Assigned task ▸
The expected answer comprises all lines from the entries that contain the string "thinking".

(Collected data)
******************************

PR #222, opened 2025-01-07
Add Navigation via ArrowKey in Main-Table

ivy-edp:
I have added enhanced keyboard support for the main table in the Variable Editor. You can now perform the following actions:
- Navigate through rows using the arrow up/down keys.
- Expand or collapse child rows using the arrow right/left keys.
- Open the inscription view for a selected row by pressing Enter.

keyBoardSupportVariableEditor

### DIFF
--- a/packages/variable-editor/src/components/variables/master/VariablesMasterContent.tsx
+++ b/packages/variable-editor/src/components/variables/master/VariablesMasterContent.tsx
@@ -11,12 +11,13 @@ import {
   TableResizableHeader,
   useReadonly,
   useTableExpand,
+  useTableKeyHandler,
   useTableSelect
 } from '@axonivy/ui-components';
 import { IvyIcons } from '@axonivy/ui-icons';
 import { getCoreRowModel, useReactTable, type ColumnDef } from '@tanstack/react-table';
 import { useAppContext } from '../../../context/AppContext';
-import { deleteFirstSelectedRow, useTreeGlobalFilter } from '../../../utils/tree/tree';
+import { deleteFirstSelectedRow, toTreePath, useTreeGlobalFilter } from '../../../utils/tree/tree';
 import { type Variable } from '../data/variable';
 import { variableIcon } from '../data/variable-utils';
 import { AddVariableDialog } from '../dialog/AddDialog';
@@ -25,9 +26,15 @@ import { ValidationRow } from './ValidationRow';
 import './VariablesMasterContent.css';
 
 export const VariablesMasterContent = () => {
-  const { variables, setVariables, setSelectedVariable } = useAppContext();
+  const { variables, setVariables, setSelectedVariable, detail, setDetail } = useAppContext();
 
-  const selection = useTableSelect<Variable>();
+  const selection = useTableSelect<Variable>({
+    onSelect: selectedRows => {
+      const selectedRowId = Object.keys(selectedRows).find(key => selectedRows[key]);
+      const selectedVariable = table.getRowModel().flatRows.find(row => row.id === selectedRowId)?.id;
+      setSelectedVariable(toTreePath(selectedVariable));
+    }
+  });
   const expanded = useTableExpand<Variable>();
   const globalFilter = useTreeGlobalFilter(variables);
   const columns: Array<ColumnDef<Variable, string>> = [
@@ -57,16 +64,19 @@ export const VariablesMasterContent = () => {
     }
   });
 
+  const { handleKeyDown } = useTableKeyHandler({
+    table,
+    data: variables
+  });
+
   const deleteVariable = () =>
     setVariables(old => {
       const deleteFirstSelectedRowReturnValue = deleteFirstSelectedRow(table, old);
-      setSelectedVariable(deleteFirstSelectedRowReturnValue.selectedPath);
       return deleteFirstSelectedRowReturnValue.newData;
     });
 
   const resetSelection = () => {
     selectRow(table);
-    setSelectedVariable([]);
   };
 
   const readonly = useReadonly();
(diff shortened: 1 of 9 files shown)


ivy-edp:
Do you think I should add a playwright test (similar to the Data Class Editor)?

packages/variable-editor/src/components/variables/master/VariablesMasterContent.tsx
```diff
@@ -56,6 +69,11 @@ export const VariablesMasterContent = () => {
       ...globalFilter.tableState
     }
   });
+  useUpdateSelection(table);
```
ivy-lgi, line 72: I think this might make it obsolete to call `setSelectedVariable` pretty much anywhere else in the project since it's automatically adjusted to the data of the table, right?

Until now, everywhere the data of the table is updated, `setSelectedVariables` is also called explicitly. I think this is no longer necessary with this. You could try removing them.

For example in this file in the methods `deleteVariable` and `resetSelection` but also in other files like the method `updateSelection` in `AddDialog.tsx`, etc.

ivy-lgi (approved):
Some suggestions, otherwise good :+1:

packages/variable-editor/src/components/variables/master/VariablesMasterContent.tsx
```diff
@@ -23,9 +24,21 @@ import { AddVariableDialog } from '../dialog/AddDialog';
...
+
+const useUpdateSelection = (table: TanstackTable<Variable>) => {
+  const { setSelectedVariable } = useAppContext();
+  const selectedRows = table.getSelectedRowModel().flatRows;
+  const selectedVariable = selectedRows.length === 1 ? selectedRows[0].id : undefined;
+  useEffect(() => {
+    if (selectedVariable) {
+      setSelectedVariable(selectedVariable.split('.').map(Number));
+    }
+  }, [selectedRows, selectedVariable, setSelectedVariable]);
```
ivy-lli, line 37: I just checked that you did this the same way as in the dataclass editor but didn't get it on that review.

I must say that I'm not a fan of this style of selecting things. 
- They lead very very very easy to endless loops which are hard to debug and fix
- not very performant
- more magic than easy code to read

This selection now is somewhere instead where the real action happens. I would be much easier if we could add another callback function to the keyhandler hook (e.g. onSelect) where we can define what should happen if a new selection is triggered.
So if it is not to much effort please consider to improve it, also on the dataclass editor.

packages/variable-editor/src/components/variables/master/VariablesMasterContent.tsx
ivy-edp: I have also removed setSelectedVariable everywhere else, and it still seems to work well 👍

packages/variable-editor/src/components/variables/master/VariablesMasterContent.tsx
ivy-edp: I have now extended the useTableSelect hook to allow passing a callback function, which is always executed during onRowSelectChange, eliminating the need for the useEffect hook.

ivy-edp:
configSelectNew

Work well with the new callback-function: The only thing I noticed that seems odd is that when no value is defined, part of the function is directly applied to the value input field of the inscription. This prevents navigating further through the table with the arrow down/up keys. However, I think this can be addressed in a later PR.

packages/variable-editor/src/components/variables/master/VariablesMasterContent.tsx
```diff
@@ -25,9 +26,15 @@ import { ValidationRow } from './ValidationRow';
...
 export const VariablesMasterContent = () => {
-  const { variables, setVariables, setSelectedVariable } = useAppContext();
+  const { variables, setVariables, setSelectedVariable, detail, setDetail } = useAppContext();
 
-  const selection = useTableSelect<Variable>();
+  const selection = useTableSelect<Variable>({
+    onSelect: selectedRows => {
+      const selectedRowId = Object.keys(selectedRows).find(key => selectedRows[key]);
+      const selectedVariable = table.getRowModel().flatRows.find(row => row.id === selectedRowId)?.id;
+      setSelectedVariable(selectedVariable ? toTreePath(selectedVariable) : []);
```
ivy-lgi, line 35: You could make `toTreePath` accept `undefined` as an argument and then simply change this line to:

```suggestion
      setSelectedVariable(toTreePath(selectedVariable));
```

If `selectedVariable` is `undefined`, `toTreePath` should then return an empty Array (should already be the case).

ivy-lgi (approved):
One small suggestion, otherwise good :+1:

ivy-lgi:
> Work well with the new callback-function: The only thing I noticed that seems odd is that when no value is defined, sometime on row select the focus is set directly on this input field of the inscription. This prevents smoothly navigating further through the table with the arrow down/up keys. However, I think this can be addressed in a later PR.

It's a feature :wink:

See `Value.tsx` (`autoFocus`):
```typescript
          <BasicInput
            value={variable.value}
            onChange={event => onChange([{ key: 'value', value: event.target.value }])}
            autoFocus={variable.value.length === 0}
          />
```
Maybe it's a bad feature now because of arrow navigation, though? :thinking:

packages/variable-editor/src/components/variables/master/VariablesMasterContent.tsx
ivy-edp: nice, thanks 👍 had to add a undefined in the toTreePath in order to pass a undefined selectedVariable ✌️

ivy-edp:
> > Work well with the new callback-function: The only thing I noticed that seems odd is that when no value is defined, sometime on row select the focus is set directly on this input field of the inscription. This prevents smoothly navigating further through the table with the arrow down/up keys. However, I think this can be addressed in a later PR.
> 
> It's a feature 😉
> 
> See `Value.tsx` (`autoFocus`):
> 
> ```ts
>           <BasicInput
>             value={variable.value}
>             onChange={event => onChange([{ key: 'value', value: event.target.value }])}
>             autoFocus={variable.value.length === 0}
>           />
> ```
> 
> Maybe it's a bad feature now because of arrow navigation, though? 🤔

I was thinking that this is probably a feature. Yes, maybe this needs to be reconsidered now.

******************************

Result of the task ▸
Maybe it's a bad feature now because of arrow navigation, though? :thinking:
I was thinking that this is probably a feature. Yes, maybe this needs to be reconsidered now.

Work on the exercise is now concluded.